We have a one of several systems that is not behaving in the manner expected. All the systems work in the same way but this one in particular is mis-behaving...
We are required to pin host workloads into pre-defined groups. This we have done by using affinity rules to keep groups of VMs together. One VM from each group is in a anti-affinity rule, which keeps all the VM groups apart on separate hosts. This works well and is proven to work on all systems except one.
This system goes into a migration frenzy every 5 minutes (probably the periodic DRS checks).
The VMs in each group have their memory requirements "reserved", but the totals for each set fall well within the host resource capacity. The hosts have 64GB RAM each, and not of the groups have a total VM memory reservation of more that 57GB. What we are seeing on this one particular system is that even one of the groups that has a total reservation of 47GB refuses to power on the last VM, claiming there to be "not enough memory". This despite the fact the host summary showing between 50% and 75% memory utilisation and the final VM only trying to reserve 8GB!

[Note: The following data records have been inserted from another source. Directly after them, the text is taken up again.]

PR #1312, opened 2022-10-25
Disable NNCF optimization for FP16 models

daniil-lyakhov:
FP16 model optimization by NNCF will be supported only in OTX2.0. Until then NNCF optimization for that models should be disabled.

### DIFF
--- a/external/model-preparation-algorithm/configs/instance-segmentation/efficientnetb2b_maskrcnn/template.yaml
+++ b/external/model-preparation-algorithm/configs/instance-segmentation/efficientnetb2b_maskrcnn/template.yaml
@@ -40,8 +40,9 @@ hyper_parameters:
       stat_requests_number:
         default_value: 2
     nncf_optimization:
+      visible_in_ui: false
       enable_quantization:
-        default_value: true
+        default_value: false
       enable_pruning:
         default_value: false
       pruning_supported:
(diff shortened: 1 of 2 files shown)


daniil-lyakhov:
CC: @goodsong81

external/model-preparation-algorithm/configs/instance-segmentation/efficientnetb2b_maskrcnn/template.yaml
```diff
@@ -40,8 +40,9 @@ hyper_parameters:
       stat_requests_number:
         default_value: 2
     nncf_optimization:
+      visible_in_ui: false
       enable_quantization:
-        default_value: true
+        default_value: false
```
alexsu52, line 43: I'm not sure if default_value: false will disable NNCF task. Please, check it on the Geti side. As far as I remember, we removed nncf entrypoint: `mpa_tasks.apis.detection.DetectionNNCFTask` to disable the nncf task.

daniil-lyakhov: Done, I'll check results on a SC instance

daniil-lyakhov:
Release branch PR: #1319

alexsu52 (approved):

goodsong81 (approved):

Some of the groups will power on OK, but during one of the migration frenzies one of the group will be found to be on a different host to the rest, causing an affinity rule violation. Every 5 minutes the whole group will move to another host, and this repeats.

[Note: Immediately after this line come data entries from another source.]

PR #1316, opened 2022-10-27
Monkey patch mmdet and add trainable yolox, ssd, mask r-cnn

cih9088:
- Most of the monkey patches are not to add functional features but just to block the trace of its methods/functions in NNCF.
- Add trainable and NNCF optimisable YOLOX
- Add trainable and NNCF optimisable SSD
- Rearange nncf adapter
- Add instance-segmentation test code
- Add trainable and NNCF optimisable Mask R-CNN


otx/algorithms/detection/adapters/mmdet/config_utils.py
```diff
@@ -272,7 +274,7 @@ def set_data_classes(config: Config, labels: List[LabelEntity]):
     for subset in ("train", "val", "test"):
         cfg = get_data_cfg(config, subset)
         cfg.labels = labels
-        config.data[subset].labels = labels
+        #  config.data[subset].labels = labels
```
goodsong81, line 275: Moved to somewhere? Or not needed actually?

otx/algorithms/detection/adapters/mmdet/nncf/compression.py
```diff
@@ -255,12 +220,14 @@ def dummy_forward(model):
...
                 img_metas = img_metas[0]
-            ctx = model.forward_export_context(img_metas)
+            ctx = model.nncf_trace_context(img_metas)
             logger.debug(f"NNCF will compress a postprocessing part of the model")
         else:
             ctx = model.forward_dummy_context(img_metas)
             logger.debug(f"NNCF will NOT compress a postprocessing part of the model")
         with ctx:
+            # The device where model is could be changed under this context
+            img = [i.to(next(model.parameters()).device) for i in img]
```
goodsong81: forward_dummy_context() also should be moved or fetched to somewhere else.

otx/algorithms/detection/configs/detection/mobilenetv2_ssd/model.py
```diff
@@ -23,16 +23,27 @@
...
         anchor_generator=dict(
             type="SSDAnchorGeneratorClustered",
             strides=(16, 32),
-            reclustering_anchors=True,
+            # FIXME: Add this feature to mpa.det.inferrer
+            # This feature is implemented in mpa.det.trainer but not in mpa.det.inferrer
+            # To fix this, we need DetectionInferenceTask.infer in otx
+            # to take whole dataset, not validation subset only.
+            # This fix could impact other tasks infer method
+            reclustering_anchors=False,
```
goodsong81: We don't need to re-cluster anchors in infer/eval stage as we just need to adjust anchor settings from the training set before train start. Could you explain why you disabled this?

goodsong81:
In addition, could you recover the LR scheduler, etc that I marked as TODO? Thank you!

otx/algorithms/detection/adapters/mmdet/config_utils.py
cih9088: This should be deleted but I left it commented for a reference purpose.
If a dataset is a wrapper dataset such as `RepeatDataset`, `MultiImageMixDataset`, etc., not `OTXDataset`, assigning `labels` config in them does not make sense.
For `RepeatDataset` and others, it is okay to set it safely, since they are not used when initializing but it is not the case for `MultiImageMixDataset` because all the config will be used to initialize it.
Please refer this line in `build_dataset`: https://github.com/open-mmlab/mmdetection/blob/master/mmdet/datasets/builder.py#L78
Note that only `MultiImageMixDataset` uses all the config presented but not other wrapper dataests.

Should I delete it?

otx/algorithms/detection/adapters/mmdet/nncf/compression.py
cih9088: This was resolved in a branch where I am working on `mmdeploy`. Let me cherry-pick relevant commits into this branch.

otx/algorithms/detection/configs/detection/mobilenetv2_ssd/model.py
cih9088: Since this feature is not implemented in `mpa.det.inferrer`, when doing inference, anchors are not reclustered resulting hard-to-debug error.
Inference performance is a disaster since anchors are not the same when training and inference. Further more, it is hard to debug because there is no error at all.

cih9088:
> In addition, could you recover the LR scheduler, etc that I marked as TODO? Thank you!

Will do!

otx/algorithms/detection/configs/detection/mobilenetv2_ssd/model.py
goodsong81: I thought that clustered anchor setting is used in inference time as is.
@jaegukhyun Could you give some advice here?

otx/algorithms/detection/adapters/mmdet/config_utils.py
goodsong81: @harimkang Could you give some advice on this?

harimkang: I think it won't matter. As long as this doesn't affect other training, we can delete it. Alignment is required for Dataset Wrapping configuration. This can also be true for segmentation.
@jaegukhyun What do you think?

harimkang: Let's see the test results later. Especially on the YOLOX side.

otx/algorithms/detection/configs/detection/mobilenetv2_ssd/model.py
cih9088: @goodsong81 @jaegukhyun This has been fixed by https://github.com/openvinotoolkit/training_extensions/pull/1316/commits/92c551f63a0f31dcbb8e6d4326a7192091e8a87f

otx/algorithms/detection/adapters/mmdet/nncf/compression.py
```diff
@@ -236,6 +205,8 @@ def model_eval_fn(model):
         nncf_compress_postprocessing = cfg.get('nncf_compress_postprocessing')
         logger.debug('set should_compress_postprocessing='f'{nncf_compress_postprocessing}')
     else:
+        # TODO: Do we have to keep this configuration?
+        # This configuration is not enabled in forked mmdetection library in the first place
         nncf_compress_postprocessing = True
```
goodsong81, line 211: Seems that there is no setting value in config files so that it means it is always True.
Do you mean that we can remove this config and treat it as True always?

otx/algorithms/detection/configs/detection/mobilenetv2_ssd/model.py
```diff
@@ -23,12 +23,18 @@
 
 __width_mult = 1.0
 
+runner = dict(max_epochs=20)
```
goodsong81: Where did this come from?

otx/algorithms/detection/tasks/nncf.py
```diff
@@ -323,8 +327,7 @@ def optimize(
             loading_stage_progress_percentage=5,
             initialization_stage_progress_percentage=5,
         )
-        learning_curves = DefaultDict(OTXLoggerHook.Curve)  # type: DefaultDict
```
goodsong81, line 326: Not used?

otx/algorithms/detection/tasks/train.py
```diff
@@ -255,3 +245,18 @@ def _generate_training_metrics(learning_curves, scores) -> Iterable[MetricsGroup
...
+        # by this method or by loading trained model
+        if should_cluster_anchors(model_cfg) and len(self._anchors) == 0:
+            cluster_anchors(
+                model_cfg,
+                recipe_cfg,
+                self._data_cfg.data.train.otx_dataset,
+            )
+            self._update_anchors(
+                self._anchors, self._model_cfg.model.bbox_head.anchor_generator
+            )
```
goodsong81, line 262: @jaegukhyun Please review this mechanism.

goodsong81 (commented):
Finally, I'm not sure of this part. Could you explain?
super() may not be the BaseDetector.
image

otx/algorithms/detection/adapters/mmdet/nncf/compression.py
cih9088: Apart from that, in forked mmdet repository, when building NNCF graph, it always does not build postprocessing part.
Please refer: [this](https://github.com/openvinotoolkit/mmdetection/blob/ote/mmdet/models/detectors/base.py#L231)
In `forward_export` method, it always calls `simple_test` method with `postprocess=False` and this is true for other detectors as well.

Whatever `nncf_compress_postprcessing` is, it always do not compress postprocessing part in mmdet.
So [forward_dummy](https://github.com/openvinotoolkit/mmdetection/blob/ote/mmdet/models/detectors/single_stage.py#L68-L75) and [forward_export](https://github.com/openvinotoolkit/mmdetection/blob/ote/mmdet/models/detectors/single_stage.py#L107-L124) do the same thing when tracing graph.

otx/algorithms/detection/tasks/nncf.py
cih9088: This log_config is added in `_initialized` method in [here](https://github.com/openvinotoolkit/training_extensions/blob/feature/otx/otx/algorithms/common/tasks/training_base.py#L231).
It is a duplicate addition.

otx/algorithms/detection/configs/detection/mobilenetv2_ssd/model.py
cih9088: It came from nowhere. This is caused by the change `CustomSSDHead` in [`this commit`](https://github.com/openvinotoolkit/model_preparation_algorithm/commit/3d128fe720a576cec229eb94b9c1c13b625fdd9a).
Although the architectures of old SSDHead and new SSDHead are the same, there are subtle differences when initializing layers which make [`load_sate_dict_pre_hook()`](https://github.com/openvinotoolkit/model_preparation_algorithm/blob/develop/mpa/modules/models/detectors/custom_single_stage_detector.py#L68-L126) go wrong.
I brought back the old initialization in SSDHead in https://github.com/openvinotoolkit/training_extensions/pull/1316/commits/f8c7cbade82d6967021af47c666d5c1abd5b68e4

Can we rename `CustomSingleStageDetector` to `CustomSSD`? That `load_state_dict_pre_hook` method seems like  pretty much bound to `SSD` model only. It could confuse people just like me.

cih9088:
> Finally, I'm not sure of this part. Could you explain? super() may not be the BaseDetector. image

@goodsong81 
Thanks for pointing this out. This is only true for NNCF task.
When doing NNCF, a original model, such as mmdet model, is wrapped by `NNCFNetwork` to do NNCF stuff. 

In MM series, a model is trained with `train_step()` method and `NNCFNetwork` is able to call `train_step()` method, even though it is not defined in it, because `NNCFNetwork` [overrides](https://github.com/openvinotoolkit/nncf/blob/develop/nncf/torch/nncf_network.py#L347-L376) `__getattr__()` to find attributes or methods of a underline model.
The problem arises when a underline model wants to call its parent's method because `self` is bound to `NNCFNetwork`

Note that the `forward` method is fine since it is [properly wrapped](https://github.com/openvinotoolkit/nncf/blob/develop/nncf/torch/nncf_network.py#L237-L249) in `NNCFNetwork`. Please pay attention to [this line](https://github.com/openvinotoolkit/nncf/blob/develop/nncf/torch/nncf_network.py#L246) where `NNCFNetwork` brings a underline model with `get_nncf_wrapped_model()` and calls `__call__()` method which in turn calls `forward()` method with a properly bound `self` which is a underline model (mmdet model).

I managed to bypass it by defining proper wrapper of `train_step()` [by monkey patch](https://github.com/openvinotoolkit/training_extensions/pull/1316/commits/521035b21ad3c2204928bbdcbc12309116e8efa0) but I have a doubt to keep adding extra features by monkey patch. In a way, it seems inevitable that we merely bridge the gap between them but anyway, if you have a better idea, please let me know.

If we set DRS to be partially automated with the expectation that we would see what recommendations are being raised, we get nothing. We tried and waited half an hour, not a peep out of the system. As soon as we set it to fully automated again, it all kicked off with the migration frenzies again.

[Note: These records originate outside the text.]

PR #1339, opened 2022-11-07
[Hot-fix] Move drop_last into mpa.cls

harimkang:


harimkang:
Another [solution](https://github.com/openvinotoolkit/training_extensions/pull/1340) has been merged.

PR #1348, opened 2022-11-09
Revert num_workers on classification task.

JihwanEom:
To prevent unexpected dataloader issue, revert num_workers on classification task as (2->0).


JihwanEom:
run ote-test

sungmanc:
AFAIK, Do we plan to num_workers=0 on `multi-label` and `h-label` cases? `multi-class` is not target for the revert

PR #1351, opened 2022-11-10
Update if statement for drop_last in BaseTask

JihwanEom:
previous:
variable dataset contained all of the subsets, `len(dataset)` = `len(train_dataset)+len(val_dataset)`


JihwanEom:
run ote-test

PR #1352, opened 2022-11-10
[RELEASE] Update if statement for drop_last in BaseTask

JihwanEom:
The if statement is checking the entire dataset(train+val), modified to check only the train set.


JihwanEom:
run ote-test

Comparing this system with others, we haven't been able to identify any significant configuration differences.
My feeling is that something is messed up inside vCenter (VCSA 6.7u2), and I would be tempted to deploy a new one. I would however like to understand if possible, how and why this one has gotten to the state it is in. The reason being I want to know if there is something we might have started doing that could have caused this.
Is there any experience of similar problems out there?
Not sure why you face this strange behavior. I’ve seen it only once, and it was because one of the hosts in the cluster had five active uplinks, while other hosts in the cluster had only four.
Each DRS recommendation is based on complex algorithms that try to achieve the optimum level of VM “happiness”. The recommendation details are stored in the vCenter Server as “DRM” files. There’s a website that you can use to analyze these DRM file:
Hope you find it useful.
Thanks DRS dump looks like it would be really useful, however I think our information assurance people would have kittens if I threaten to upload files to that from this system. It operates at a level of classification that precludes direct transfer of files to another network, especially the Internet. Is there any way to examine these DRM files locally?
I will get the local engineer for this system to examine the uplink configuration. As far as I know all the hosts on this system have four connections only and are all identical. Each having two 10GbE connections for networking and two 10GbE connections for iSCSI.
Hi Stephen, VMware Engineers have developed an offline tool and released it on “VMwsrs Flings” website. I haven’t tried it, but it should give you an insight about why DRS decided to do a migration:
Hope it helps.
It might have been there but seems to be gone now.
The "DRS Dump Insight" fling download link takes me to "DRS Dump Insight ", which is the same place as your first link. So I presume any offline/standalone version is no longer available. It's a shame.